# color help



## DWOORY (Oct 10, 2013)

Hi 
i am getting white blue grizzle and a dun out of this cuople
hen-spread blue grizzle
cock- ash red
problem:
1.het grizzle dosent suppose to be white grizzle.
2. dun can happned only if the cock is split for dilute and the fledgling is female.
but the fledgling turned to be cock.
3. next rounds i got: 
1 blue fledgling
3 white grizzle with black spots
1 under grizzle

any idea what the parents are ?


----------



## LouisAnna23 (May 4, 2014)

Hello

I only started in colours so maybe I am wrong, but dun is what they call black dilute? Wouldn't it have to have the spread gene?
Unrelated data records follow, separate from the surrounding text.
PR #706, opened 2017-01-20
Standardize behavior of missing fields

### LINKED ISSUE #702: Reconsider MapVisitor::missing_field
Out of all the Serde deserializers on GitHub, there are exactly four distinct behaviors for missing_field:

- Unconditionally an error
- For options treat it as None, otherwise error
- Treat it as unit
- [Whatever serde_xml is doing](https://github.com/serde-rs/xml/blob/f9330b703c7405ea8f54e1adfa972cb869924e38/src/de/value.rs#L358-L382)

Ideally I would like to standardize on one of these (my preference is None/error) and remove the ability for deserializers to modify the behavior. This would improve consistency and predictability across the ecosystem.

@oli-obk can you explain the various cases that serde_xml needs to handle in missing_field and whether you can think of any alternative ways to accomplish this?

dtolnay:
Fixes #702. Missing fields are treated as None.

The expectation for handwritten Deserialize implementations is that you know whether the field is optional:

```rust
struct S {
    optional: Option<u8>,
    required: u8,
}

// visit_map:
let mut optional: Option<u8> = None;
let mut required: Option<u8> = None;
while let Some(key) = try!(visitor.visit_key::<Field>()) {
    /* ... */
}
Ok(S {
    optional: optional,
    required: required.ok_or_else(|| Error::missing_field("required"))?,
})
```

### DIFF
--- a/serde/src/de/impls.rs
+++ b/serde/src/de/impls.rs
@@ -1061,11 +1061,11 @@ impl Deserialize for Duration {
                 }
                 let secs = match secs {
                     Some(secs) => secs,
-                    None => try!(visitor.missing_field("secs")),
+                    None => return Err(<V::Error as Error>::missing_field("secs")),
                 };
                 let nanos = match nanos {
                     Some(nanos) => nanos,
-                    None => try!(visitor.missing_field("nanos")),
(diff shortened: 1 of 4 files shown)


dtolnay:
I merged this into #710.

PR #710, opened 2017-01-21
Errors redesign

### LINKED ISSUE #528: Deserialization errors like "Error: Invalid type. Expected `I64`" are hard for users to understand
Thank you for your help parsing mixed strings and structs! Here's a second issue to think over. :-)

Here, I'm parsing a 1,300-line `docker-compose.yml` file which uses bare string notation, and which therefore sometimes accidentally uses an integer value like `1` where it should have used a string:

``` yaml
version: 2
services:
  foo:
    environment:
      NOKOGIRI_USE_SYSTEM_LIBRARIES: 1
      REDIS_URL: redis://redis:6379
```

I deserialize this with the following declaration:

``` rust
    #[serde(default, skip_serializing_if = "BTreeMap::is_empty",
            deserialize_with = "deserialize_map_or_key_value_list")]
    pub environment: BTreeMap<String, String>,
```

The function `deserialize_map_or_key_value_list` contains a `visit_map` function which calls `visitor.visit_value::<String>()` to read a string.

When I run this program over the 1,300 line input file, it gives me the following error:

```
target/debug/examples/normalize < docker-compose.yml > test.yml
Error: Invalid type. Expected `I64`
```

There are several problems here:
1. The error message should be the "other way around", and include both the expected type and the one we actually got.
2. The error message should ideally include a line number so the user knows where in the enormous file the error occurs.
3. The error message should include the actual I64 value.

This would ideally give us something like:

```
<input>:869: Expected String, got I64 value `1`.
```

This would make my program much more user friendly. :-) I can easily provide a slightly better workaround in this particular case, but I'd love to find a more general solution.

### LINKED ISSUE #675: Remove de::Error::end_of_stream
Currently this is used in the following cases:

- Tuple or fixed-size-array being deserialized and there are not enough values in the SeqVisitor. This is better served by `invalid_value`. We may be nowhere near the end of the input stream.
- Char being deserialized from an empty string. Again this is definitely `invalid_value`.
- A Value deserializer being misused...? This will be rendered impossible by #651.
- Generated code for an enum. As in... it's there in the generated code. But it is unreachable. Interesting.

The `de::Error` constructors are designed to be used from the Visitor of a Deserialize type. I struggle to think of any valid reason that a Visitor would think it is in an end_of_stream situation.

Note that Deserializers construct their own errors however they want without going through the `de::Error` constructors, so those can keep returning errors that are equivalent to end of stream. For example JSON uses EOFWhileParsingValue for this purpose.

Overall I would like to focus on improving the messages from invalid_type / invalid_value which I am doing as part of #528. I don't think end_of_stream means anything.

### LINKED ISSUE #702: Reconsider MapVisitor::missing_field

### LINKED ISSUE #709: Remove Visitor::visit_unit_struct
This is a bizarrely placed API. For tuple structs we go deserialize_tuple_struct -> visit_seq, for braced structs we go deserialize_struct -> visit_map. Neither of these involves passing the &'static str name of the struct back into the Visitor. It would be more consistent to remove visit_unit_struct and have unit structs go deserialize_unit_struct -> visit_unit.

dtolnay:
Fixes #528 and fixes #675 and fixes #709 and fixes #702..

Essentially we rely on every Visitor to tell us what type of data it is expecting. See the doc comments in serde/src/de/mod.rs.

In general my goal is to centralize error message building in Serde rather than leaving it to each individual format to reimplement lousy messages. This is a step in that direction and I have a design for https://github.com/serde-rs/json/issues/173 which I will implement in another PR.

### DIFF
--- a/serde/Cargo.toml
+++ b/serde/Cargo.toml
@@ -1,6 +1,6 @@
 [package]
 name = "serde"
-version = "0.9.0-rc1"
+version = "0.9.0-rc2"
 authors = ["Erick Tryzelaar <erick.tryzelaar@gmail.com>"]
 license = "MIT/Apache-2.0"
 description = "A generic serialization/deserialization framework"
--- a/serde/src/bytes.rs
+++ b/serde/src/bytes.rs
@@ -181,6 +181,10 @@ mod bytebuf {
     impl de::Visitor for ByteBufVisitor {
         type Value = ByteBuf;
 
+        fn expecting(&self, formatter: &mut fmt::Formatter) -> fmt::Result {
+            formatter.write_str("byte array")
+        }
+
         #[inline]
         fn visit_unit<E>(self) -> Result<ByteBuf, E>
             where E: de::Error,
--- a/serde/src/de/impls.rs
+++ b/serde/src/de/impls.rs
@@ -32,6 +32,7 @@ use collections::enum_set::{CLike, EnumSet};
 #[cfg(all(feature = "unstable", feature = "collections"))]
 use collections::borrow::ToOwned;
 
+use core::fmt;
 use core::hash::{Hash, BuildHasher};
 use core::marker::PhantomData;
 #[cfg(feature = "std")]
@@ -69,7 +70,7 @@ use de::{
     Error,
     MapVisitor,
     SeqVisitor,
-    Type,
+    Unexpected,
     VariantVisitor,
     Visitor,
 };
@@ -82,6 +83,10 @@ pub struct UnitVisitor;
 
 impl Visitor for UnitVisitor {
     type Value = ();
+
+    fn expecting(&self, formatter: &mut fmt::Formatter) -> fmt::Result {
+        formatter.write_str("unit")
+    }
 
     fn visit_unit<E>(self) -> Result<(), E>
         where E: Error,
@@ -112,6 +117,10 @@ pub struct BoolVisitor;
 impl Visitor for BoolVisitor {
     type Value = bool;
 
+    fn expecting(&self, formatter: &mut fmt::Formatter) -> fmt::Result {
+        formatter.write_str("a boolean")
+    }
+
     fn visit_bool<E>(self, v: bool) -> Result<bool, E>
         where E: Error,
     {
@@ -124,7 +133,7 @@ impl Visitor for BoolVisitor {
         match s.trim_matches(::utils::Pattern_White_Space) {
             "true" => Ok(true),
             "false" => Ok(false),
-            _ => Err(Error::invalid_type(Type::Bool)),
+            _ => Err(Error::invalid_type(Unexpected::Str(s), &self)),
         }
     }
 }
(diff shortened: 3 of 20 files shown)


dtolnay:
@oli-obk this is stable enough to review when you have time. I need to follow up on some TODOs in serde/src/de/impls.rs related to invalid_length which I will take care of tomorrow.

dtolnay:
Some of the error messages in the tests are wonky because of the bug in #711.

> "unknown field \`b\`, expected \`a\` or \`b\`"
> "unknown variant \`Skipped\`, expected one of \`Skipped\`, \`Unit\`, \`Simple\`, \`Seq\`, \`Map\`"

I will merge that fix into this branch and update the tests.

dtolnay:
I merged the MapVisitor::missing_field change from #706 into this branch so I have something to tag and work against for serde_json.

oli-obk:
awesome redesign. This will also greatly improve the errors reported on no-std builds.

Arnavion:
I have 0.8 code like:

```rust
impl Deserialize for Foo {
    fn deserialize(...) {
        struct Visitor;
        impl Visitor for Visitor {
            fn visit_str(&mut self, v: &str) {
                some_operation.map_err(|err| Error::invalid_value(err.description()))
            }
        }
    }
```

Where does the underlying error description go in 0.9?

If it goes in the `Unexpected` parameter, that means I would need to use `Unexpected::Other` instead of `Unexpected::Str`:

```rust
fn visit_str(self, v: &str) {
    some_operation.map_err(|err| {
        Error::invalid_value(Unexpected::Other(&format!("{} - {}", s, err.description())), &self);
    })
}
```

If it goes in the `Expected`, then I can use `Unexpected::Str` for the first parameter but the second parameter becomes harder:

```rust
fn expecting(&self, f) {
    f.write_str("a string that can be deserialized into a Foo")
}

fn visit_str(self, v: &str) {
    some_operation.map_err(|err| {
        // can't reuse `expecting` directly since we don't have a Formatter
        let expected = format!("a string that can be deserialized into a Foo - {}", err.description());
        Error::invalid_value(Unexpected::Str(s), &&*expected);
    })
}
```

unless I have some other method that returns the string and use it in both `expecting` and `visit_str`, or I stash the description as a property of `Visitor` and read it in `expecting`.

Maybe `invalid_value` etc could take a third `reason: Option<Display>` parameter?

dtolnay:
@Arnavion I would prefer to use Error::custom for this.

```rust
Error::custom(format!("invalid Foo {:?}: {}", s, err.description()))
```

Compare:

> invalid value: string "xyz", expected a string that can be deserialized into a Foo - string must start with "F"

> invalid Foo "xyz": string must start with "F"

What do you think?

Arnavion:
Yes, I suppose. It's a shame that `expecting` goes to waste.

PR #711, opened 2017-01-21
Filter the slice of expected field and variant names

dtolnay:
This is the drive-by fix from #701.


dtolnay:
This will be tested much more thoroughly by the new error messages in #710.

PR #2266, opened 2022-08-23
fix: don't check skipped variant with internal tag

flisky:


dtolnay (approved):
Thanks!

test_suite/tests/test_annotations.rs
```diff
@@ -2265,6 +2265,37 @@ fn test_externally_tagged_enum_containing_flatten() {
...
+#[test]
+fn test_internally_tagged_enum_with_skipped_conflict() {
+    #[derive(Serialize, Deserialize, PartialEq, Debug)]
+    #[serde(tag = "t")]
+    enum Data {
+        A,
+	#[serde(skip)]
+	B {
+	    t: String
+	},
```
Mingun, line 2277: What mean that variant is skipped? How it behaves when you try to serialize that variant?

flisky: The variant cannot be serialized & deserialized. Serializing it will throw a runtime error `Err(Error("the enum variant Data::B cannot be serialized", line: 0, column: 0))`.

PR #2269, opened 2022-08-26
Add support of `dot.case` and `SCREAMING.DOT.CASE` rename on variant and field

qboileau:
Add support of `Dotcase` and `CapitalDotcase`  for compatibility with scala libs [`enumeratum`](https://github.com/lloydmeta/enumeratum#mixins-to-override-the-name) serialization (using [`circe`](https://circe.github.io/circe/) for example).

Idea is to add `dot.case` and `SCREAMING.DOT.CASE` to rename_all `RenameRule` for Serialize and Deserialize fields and variants.
```rust 
use serde::Serialize;

#[derive(Serialize)]
#[serde(rename_all = "dot.case")]
struct Person {
    first_name: String,
    last_name: String,
}

fn main() {
    let person = Person {
        first_name: "Graydon".to_string(),
        last_name: "Hoare".to_string(),
    };

    let json = serde_json::to_string_pretty(&person).unwrap();

    // Prints:
    //    {
    //      "first.name": "Graydon",
    //      "last.name": "Hoare"
    //    }
    println!("{}", json);
}
```
I'm not sure if that's all that is need to do or if it's missing additional changes.

### DIFF
--- a/serde_derive/src/internals/case.rs
+++ b/serde_derive/src/internals/case.rs
@@ -33,6 +33,10 @@ pub enum RenameRule {
     KebabCase,
     /// Rename direct children to "SCREAMING-KEBAB-CASE" style.
     ScreamingKebabCase,
+    /// Rename direct children to "dot.case" style.
+    DotCase,
+    /// Rename direct children to "SCREAMING.DOT.CASE" style.
+    ScreamingDotCase,
 }
 
 static RENAME_RULES: &[(&str, RenameRule)] = &[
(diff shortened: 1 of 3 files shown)


qboileau:
@dtolnay do you need something else for this PR to be merged ?

Property404:
This would be nice to have. I was going to push pretty much the same PR but I guess you beat me to it

dtolnay (commented):
Thanks for the PR!

I would prefer not to build this into serde_derive. But I would be open to someone making an attribute macro (in a different crate) that supports applying a broader set of rename rules to a serde data structure beyond the ones built into serde_derive, by expanding to multiple individual `serde(rename = "...")` attributes in the right places.

Mingun:
What about to allow specify path to the `const fn` that would perform rename?
```rust
const fn rename(name: &str) -> &str { ... }

#[serde(rename_all = path::to::rename)]
struct MyStruct { ... }
```
Then almost all needs would be covered.

PR #2284, opened 2022-09-23
Fix "deserialize" -> "deserialize_any" in Deserializer documentation

benediktwerner:
Same as it is on https://serde.rs/impl-deserialize.html


dtolnay (approved):
Thanks!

I think the baby is brown not dun. So your ash red bar is split for brown maybe.


----------



## DWOORY (Oct 10, 2013)

Dun
Dun is dilute blue. It can be also dun spread.
The dun in the picture is spread.
Brown
If the parents are split for brown but i am not sure


----------



## ThePigeonGene (May 30, 2014)

Are you sure those are the parents and you don't have some infidelity issues??
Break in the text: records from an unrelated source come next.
PR #2288, opened 2022-10-01
Change used serializer methods when serialize untagged enums

Mingun:
Let's consider the following enum:
```rust
#[derive(serde::Serialize)]
#[serde(untagged)]
enum Untagged {
    Unit,
    Newtype(bool),
    Tuple(),
    Struct {},
}
```

Currently (1.0.145) the following functions are used to serialize enum:
|Variant|Serialized with|Suggestion
|----------------|----------|---------------
|`Enum::Unit`|`serialize_unit()`|`serialize_unit_struct("Unit")`
|`Enum::Newtype`|delegates serialization to the inner type| |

The dad COULD be split for dilute, but the baby would have to be a hen like you said. You sure its a cock? 100%

The dad could also be split for brown of course. I don't see any other option other than cheating spouses

Dunno where the white comes into play


----------



## DWOORY (Oct 10, 2013)

I am sure this are parents.
I am not sure that the hen didnt cheat...
But as i said i got 3 white Grizzle chicks in 3 rounds I dont she cheated 3 times.

The dun/brown chick
He started to do the male dance .
He has to be brown if he is a male ?!


----------



## ThePigeonGene (May 30, 2014)

forget the infidelity part actually as that makes zero sense in this case either

since cocks need to have two doses of dilute to show right?
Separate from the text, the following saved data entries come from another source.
PR #2289, opened 2022-10-02
Fix `Deserializer` of `serde_test` to correctly deserialize unit variants from integers/strings/bytes

Mingun:
This is actually possible, but `Deserializer` of `serde_test` returns an error instead of deserialization

### DIFF
--- a/serde_test/src/de.rs
+++ b/serde_test/src/de.rs
@@ -256,7 +256,10 @@ impl<'de, 'a> de::Deserializer<'de> for &'a mut Deserializer<'de> {
             Token::Enum { name: n } if name == n => {
                 self.next_token()?;
 
-                visitor.visit_enum(DeserializerEnumVisitor { de: self })
+                visitor.visit_enum(DeserializerEnumVisitor {
+                    de: self,
+                    optional_token: false,
+                })
             }
             Token::UnitVariant { name: n, .. }
             | Token::NewtypeVariant { name: n, .. }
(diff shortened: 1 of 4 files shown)


dtolnay (commented):
Thanks for the PR!

Would you be able to help me understand the motivation for wanting this behavior? The point of serde_test is to test the behavior of a Deserialize impl / Visitor. If we want to test how the Visitor responds to visit_enum being called, we write e.g. Token::UnitVariant to make serde_test pass a unit variant into visit_enum. Is there a use case that is not already well served by that?

Writing Token::Str would generally be for testing the behavior of a Visitor's visit_str. Silently casting the str into a unit variant would be misleading if someone were trying to test how their enum visitor responds to getting a visit_str call.

Mingun:
It is difficult to remember original motivation because so many time gone, but I will try. Most probably, I tried to create a full set of tests for quick-xml crate and looking for a common ways to testing serializer and deserializer. During that I've found, that serde itself has very disparate and weakly structured tests. It is often difficult to understand which parts are tested and which are not, some parts, on the contrary, are tested many times in different places. So I've started with structured approach and tried to implement exhaustive tests for some parts, enums particularly.

I've found, that some token streams these either produced by the enum serializers or just supported by deserializer and tested implicitly (via deserialization, see additions in [test_suite/tests/test_value.rs](https://github.com/serde-rs/serde/pull/2289/files#diff-484f5cd274f75477c7718b863aa703f2dad6c2b563df985498814c5f97a4a5f7) cannot be tested by `serde_test` deserializers because of panic in `serde_test` about unexpected data.

So I've fixed `serde_test`'s deserializer to accept tokens that de-facto accepted by real deserializers and add corresponding tests in [test_suite/tests/test_de.rs](https://github.com/serde-rs/serde/pull/2289/files#diff-8ae44c680e502021130f357de0f583c600aadb95f9e5d3b982b29d9d350c30db)).

dtolnay (commented):
> I've found, that some token streams _\[...\]_ cannot be tested by `serde_test` deserializers

I mentioned above that serde_test is meant for testing Deserialize impl / Visitor impls; testing token streams is not a right mental model for it. In other words it isn't an issue if there are token streams which cannot be tested. It would instead only be an issue if there is Visitor behavior which cannot be tested.

As far as I understand, this PR isn't making any new Visitor codepaths testable that were not already testable before?

For example in one of the test cases added by this PR:

```rust
assert_de_tokens(&Enum::Unit, &[Token::U8(0)]);
```

the objective is to test that a Visitor used for deserializing variant tags works when called with visit_u8, and that variant 0u8 is `Unit` which is a unit variant.

All of the codepaths involved here in the Visitor and Deserialize side are already testable without this PR. What one writes in the test closely follows the serde APIs being tested:

```rust
assert_de_tokens(&Enum::Unit, &[
    Token::Enum { name: "Enum" },
    Token::U8(0),
    Token::Unit,
]);
```

In general I would prefer to keep serde_test's token representations closely aligned with the serde trait APIs that they are meant to test.

Other formats, like JSON, fill in various type conversions out of necessity from the constraints of the data format. For example there is no such concept **unit variant** natively in JSON. So serde_json uses JSON **string** to represent serde unit variants, because that is the thing available natively in the data format. But serde_test is not constrained in this way: we choose the format and tailor it to the serde API. So I would prefer not to diverge from serde data model by building in JSON-inspired conversions.

Thank you anyway for the work on this PR!

PR #2290, opened 2022-10-02
Remove unused `impl` and unnecessary struct-wrapper around tuple

Mingun:
This PR does some minor cleanups in the code:
- Implementation of `DeserializeSeed` for `TaggedContentVisitor` is never used, so it is removed
- struct `TaggedContent` is used only in one place in the generated code, so it will be replaced by usual tuple

### DIFF
--- a/serde/src/private/de.rs
+++ b/serde/src/private/de.rs
@@ -797,19 +797,13 @@ mod content {
     /// Used by generated code to deserialize an internally tagged enum.
     ///
     /// Not public API.
-    pub struct TaggedContent<'de, T> {
-        pub tag: T,
-        pub content: Content<'de>,
-    }
-
-    /// Not public API.
-    pub struct TaggedContentVisitor<'de, T> {
+    pub struct TaggedContentVisitor<T> {
         tag_name: &'static str,
         expecting: &'static str,
-        value: PhantomData<TaggedContent<'de, T>>,
+        value: PhantomData<T>,
     }
 
-    impl<'de, T> TaggedContentVisitor<'de, T> {
+    impl<T> TaggedContentVisitor<T> {
         /// Visitor for the content of an internally tagged enum with the given
         /// tag name.
         pub fn new(name: &'static str, expecting: &'static str) -> Self {
@@ -821,11 +815,11 @@ mod content {
         }
     }
 
-    impl<'de, T> Visitor<'de> for TaggedContentVisitor<'de, T>
+    impl<'de, T> Visitor<'de> for TaggedContentVisitor<T>
     where
         T: Deserialize<'de>,
     {
-        type Value = TaggedContent<'de, T>;
+        type Value = (T, Content<'de>);
 
         fn expecting(&self, fmt: &mut fmt::Formatter) -> fmt::Result {
             fmt.write_str(self.expecting)
@@ -842,10 +836,7 @@ mod content {
                 }
             };
             let rest = de::value::SeqAccessDeserializer::new(seq);
-            Ok(TaggedContent {
-                tag,
-                content: try!(Content::deserialize(rest)),
-            })
+            Ok((tag, try!(Content::deserialize(rest))))
         }
 
         fn visit_map<M>(self, mut map: M) -> Result<Self::Value, M::Error>
@@ -870,10 +861,7 @@ mod content {
             }
             match tag {
                 None => Err(de::Error::missing_field(self.tag_name)),
-                Some(tag) => Ok(TaggedContent {
-                    tag,
-                    content: Content::Map(vec),
-                }),
+                Some(tag) => Ok((tag, Content::Map(vec))),
             }
         }
     }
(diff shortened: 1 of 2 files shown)


serde/src/private/de.rs
```diff
@@ -797,19 +797,13 @@ mod content {
...
-    }
-
-    /// Not public API.
-    pub struct TaggedContentVisitor<'de, T> {
+    pub struct TaggedContentVisitor<T> {
         tag_name: &'static str,
         expecting: &'static str,
-        value: PhantomData<TaggedContent<'de, T>>,
+        value: PhantomData<T>,
     }
```
oli-obk, line 804: I'm not really convinced that this is better than the status quo, so I'd prefer to just leave it as-is.

serde_derive/src/de.rs
```diff
@@ -1336,9 +1336,7 @@ fn deserialize_internally_tagged_enum(
                 params,
                 variant,
                 cattrs,
-                quote! {
-                    _serde::__private::de::ContentDeserializer::<__D::Error>::new(__tagged.content)
-                },
+                quote!(__deserializer),
```
oli-obk, line 1339: took me a moment, but this is only ever moved into one arm, but all arms move out of it. So this makes sense

oli-obk (changes requested):

serde/src/private/de.rs
Mingun: The removed type is used only in one place for returning pair of values from one function, for that task a dedicated language construct is exist. Occam's razor says us that we should remove superfluous entity.

dtolnay: I think either way is all right and justifiable for different reasons, but I am on board with this change.

serde_derive/src/de.rs
```diff
@@ -1965,7 +1964,7 @@ fn deserialize_generated_identifier(
     quote_block! {
         #[allow(non_camel_case_types)]
         #[doc(hidden)]
-        enum __Field #lifetime {
+        enum #this_value #lifetime {
```
dtolnay, line 1967: I think the use of `#this_value` is semantically incorrect here and in all the places below in this function. `this_value` refers to the expression-ized (using turbofish) name of a potentially remote type. For example in the case of `serde(remote = "Foo<Bar>")`, we'd have this_type=`Foo<Bar>` and this_value=`Foo::<Bar>`. The turbofish makes it appropriate for use in expression position such as `let _ = #this_value::deserialize(d)`, as opposed to type position such as `let _: #this_value = ...`.

That is not consistent with how you've applied it in this function.

dtolnay (changes requested):

serde_derive/src/de.rs
Mingun: Yes, this line appeared due to rebase from earlier implementation where there was a `#this`. It was not obvious in the first place that not just name was changed. I've changed that to use semantically correct name

serde_derive/src/de.rs
```diff
@@ -1965,7 +1965,7 @@ fn deserialize_generated_identifier(
     quote_block! {
         #[allow(non_camel_case_types)]
         #[doc(hidden)]
-        enum __Field #lifetime {
+        enum #this_type #lifetime {
```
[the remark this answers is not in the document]
Mingun: > I think this is still semantically not correct because `this_type` is normally allowed to include generic parameters (the ones that the user wrote in their `remote` attribute).

Hm, did you mean, that almost all places where `#this_type` is used, is incorrect? Because in all cases except one it is written as `#this_type #ty_generics`. The only place where lone `#this_type` is used is
https://github.com/serde-rs/serde/blob/25381be0c93f32aa43ce0e399c45442965e81ecc/serde_derive/src/de.rs#L423-L426

> Overall I would prefer to keep `__Field` as originally written everywhere in this file.
Ok, I remove this commit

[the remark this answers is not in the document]
dtolnay: `#this_type #ty_generics` has a dedicated check to ensure that at most one of `this_type` or `ty_generics` actually contains any generics. https://github.com/serde-rs/serde/blob/25381be0c93f32aa43ce0e399c45442965e81ecc/serde_derive/src/internals/check.rs#L20-L40

To illustrate the difference between `#this_type #ty_generics` vs the `enum #this_type #lifetime` that was written here, consider that all of the existing usages would work if you had this_type=`Foo<()>`, whereas this usage is different and that is not a meaningful thing to write here.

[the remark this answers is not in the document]
Mingun: > To illustrate the difference between `#this_type #ty_generics` vs the `enum #this_type #lifetime` that was written here, consider that all of the existing usages would work if you had this_type=`Foo<()>`, whereas this usage is different and that is not a meaningful thing to write here.

Quite a hard to do that because I do not see obvious link between the check that you pointed out and the content of `this_type` and `ty_generics`. I will take your word that everything is in fine here.

dtolnay (approved):
Thanks!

So even if she cheated the mum isn't dilute so you can't get dilute cocks from her

Could you have switched her eggs with another hen? I don't know if you switch out eggs to make them hatch on time

What was the babies's down like when he was small??

As far as I know dilutes have a short down as babies, while browns won't. So that's one way of knowing.

Otherwise wait till he/she matures completely and pairs up. Then you'll know for sure if it is male or female. I know I've been fooled more than once!


----------



## sev3ns0uls (Jul 2, 2011)

im pretty sure the first round, the hen cheated. But I am not quite sure about the "dun bird".
From the picture, that is not dun. Its a brown spread to me. 

Also * it is impossible for a blue hen to produce a brown son. There is NO way that can happen.* That one may not be her son at all.

Do you have a open loft? maybe another hen laid her eggs into their nest. 

anyway, the second batch and on ward are very consist. Grizzle and spread are dominate so 50% babies they produce will be 50% grizzle or spread and the other 50% should be ash red or wild type(blue) which you got a blue offspring to prove the cock is carrying blue.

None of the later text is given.